So what happened? In his new book Consumer Capitalism: politics, product markets and firm strategy in France and Germany, Gunnar Trumbull, professor at the business, government and international economy unit at Harvard Business School, says that affluence accounts for a lot of the change.
As mass consumption spread in the 1960s, consumers became increasingly unprepared to accept faulty products and made a scandal of it when it happened.
The shopping experience also changed radically with the advent of supermarkets. The everyday shop turned into a weekly stock-up, saving time and money. But the friendly sales staff also turned into rows of anonymous products which had to speak for themselves. The government therefore had to step in to ensure better standards in retail.
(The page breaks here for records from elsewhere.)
PR #9981, opened 2026-07-22
feat(mobile): show attached images as removable thumbnails in native chat

brennanb2025:
## Problem

Attaching a picture in mobile native chat gave no visible feedback. The image uploaded to the host and its file path was pasted straight into the **hidden PTY** (`mobile-image-attachment.ts`), so beyond a brief spinner on the attach button, nothing on screen ever indicated an image was attached — it looked like the button did nothing.

## Change

Native chat now defers the TUI paste to send time and shows picked images as a thumbnail tray above the input, matching the desktop composer-attachment model (chips held in composer state, images "ride along" on submit):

The US can take credit for most of the early milestones (comparative product tests, consumer rights etc), but most countries jumped on the protection bandwagon, each with their own specificities.
Germany, for instance, has developed extensive comparative product testing, the results of which are widely available to consumers and producers alike. Consumers have therefore developed on eye for quality and solid design, and a taste for improved rather than new products.
In France on the other hand, the government operated a quality filter higher up the chain, allowing customers to choose any product in the knowledge that it would be safe to use. French consumers therefore tend to be more 'daring' in their choices, and favour style and innovation over engineering soundness.
These differences play an important role on the international stage. "The more sophisticated and organised the domestic consumer base becomes, the easier it is to move into high-quality areas of production," says Trumbull, a key consideration for emerging players such as India and China.